## WORK INSTRUCTIONS
Once the line with "Both DB-branch writes" is found in the entries below, print it and each following line exactly, stopping after the line with "## Completeness —"; print nothing else.

## SUPPLIED DATA
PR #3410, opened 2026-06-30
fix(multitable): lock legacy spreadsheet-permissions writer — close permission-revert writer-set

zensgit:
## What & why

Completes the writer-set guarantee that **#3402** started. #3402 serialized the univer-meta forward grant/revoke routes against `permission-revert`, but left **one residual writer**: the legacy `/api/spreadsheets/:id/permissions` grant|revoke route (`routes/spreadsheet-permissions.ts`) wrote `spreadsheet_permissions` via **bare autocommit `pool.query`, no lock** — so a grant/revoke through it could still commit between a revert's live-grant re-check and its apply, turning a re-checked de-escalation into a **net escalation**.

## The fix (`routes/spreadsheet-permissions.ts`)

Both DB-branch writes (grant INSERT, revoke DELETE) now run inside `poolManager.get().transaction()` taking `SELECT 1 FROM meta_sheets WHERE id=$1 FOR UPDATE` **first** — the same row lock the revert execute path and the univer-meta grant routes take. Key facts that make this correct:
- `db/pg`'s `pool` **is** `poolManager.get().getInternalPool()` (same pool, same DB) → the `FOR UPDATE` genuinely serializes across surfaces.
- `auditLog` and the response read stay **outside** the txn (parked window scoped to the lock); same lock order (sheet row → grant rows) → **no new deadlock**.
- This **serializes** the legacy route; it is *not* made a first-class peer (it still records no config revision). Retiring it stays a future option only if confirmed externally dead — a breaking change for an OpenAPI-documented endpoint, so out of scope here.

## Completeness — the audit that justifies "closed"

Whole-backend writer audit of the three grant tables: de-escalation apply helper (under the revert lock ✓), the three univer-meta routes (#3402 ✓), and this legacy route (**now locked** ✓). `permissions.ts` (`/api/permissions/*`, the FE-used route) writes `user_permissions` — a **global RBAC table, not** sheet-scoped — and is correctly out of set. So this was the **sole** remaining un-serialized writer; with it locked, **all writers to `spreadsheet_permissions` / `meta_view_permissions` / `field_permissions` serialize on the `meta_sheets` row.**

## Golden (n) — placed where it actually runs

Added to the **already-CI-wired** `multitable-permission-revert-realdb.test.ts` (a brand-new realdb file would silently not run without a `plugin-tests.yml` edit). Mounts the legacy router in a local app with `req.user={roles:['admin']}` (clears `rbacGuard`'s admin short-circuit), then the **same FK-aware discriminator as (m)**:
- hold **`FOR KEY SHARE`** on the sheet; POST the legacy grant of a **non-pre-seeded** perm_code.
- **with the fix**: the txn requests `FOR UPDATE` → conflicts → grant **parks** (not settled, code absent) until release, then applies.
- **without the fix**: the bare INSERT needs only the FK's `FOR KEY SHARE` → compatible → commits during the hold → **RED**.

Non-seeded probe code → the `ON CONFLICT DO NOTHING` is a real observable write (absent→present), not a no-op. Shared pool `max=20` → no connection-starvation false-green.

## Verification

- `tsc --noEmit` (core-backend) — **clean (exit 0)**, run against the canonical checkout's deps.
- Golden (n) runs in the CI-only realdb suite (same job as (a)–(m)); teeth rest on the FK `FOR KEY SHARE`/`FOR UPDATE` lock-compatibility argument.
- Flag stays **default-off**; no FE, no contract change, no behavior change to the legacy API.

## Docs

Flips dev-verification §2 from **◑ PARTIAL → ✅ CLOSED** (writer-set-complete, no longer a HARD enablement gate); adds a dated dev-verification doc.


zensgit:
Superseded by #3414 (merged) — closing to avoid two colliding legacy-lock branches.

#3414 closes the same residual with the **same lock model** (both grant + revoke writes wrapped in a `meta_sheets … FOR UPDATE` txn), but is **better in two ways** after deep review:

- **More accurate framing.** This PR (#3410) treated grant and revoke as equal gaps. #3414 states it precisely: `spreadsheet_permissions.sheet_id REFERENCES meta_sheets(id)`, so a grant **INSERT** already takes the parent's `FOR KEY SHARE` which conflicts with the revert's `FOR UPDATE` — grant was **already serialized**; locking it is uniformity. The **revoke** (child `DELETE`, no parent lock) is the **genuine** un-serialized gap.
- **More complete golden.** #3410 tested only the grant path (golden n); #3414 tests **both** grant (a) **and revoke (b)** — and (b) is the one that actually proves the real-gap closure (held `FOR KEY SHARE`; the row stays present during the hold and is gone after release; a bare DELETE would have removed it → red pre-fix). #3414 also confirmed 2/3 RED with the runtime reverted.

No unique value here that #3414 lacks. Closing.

## SOLUTION FOR THIS TASK
Both DB-branch writes (grant INSERT, revoke DELETE) now run inside `poolManager.get().transaction()` taking `SELECT 1 FROM meta_sheets WHERE id=$1 FOR UPDATE` **first** — the same row lock the revert execute path and the univer-meta grant routes take. Key facts that make this correct:
- `db/pg`'s `pool` **is** `poolManager.get().getInternalPool()` (same pool, same DB) → the `FOR UPDATE` genuinely serializes across surfaces.
- `auditLog` and the response read stay **outside** the txn (parked window scoped to the lock); same lock order (sheet row → grant rows) → **no new deadlock**.
- This **serializes** the legacy route; it is *not* made a first-class peer (it still records no config revision). Retiring it stays a future option only if confirmed externally dead — a breaking change for an OpenAPI-documented endpoint, so out of scope here.

## Completeness — the audit that justifies "closed"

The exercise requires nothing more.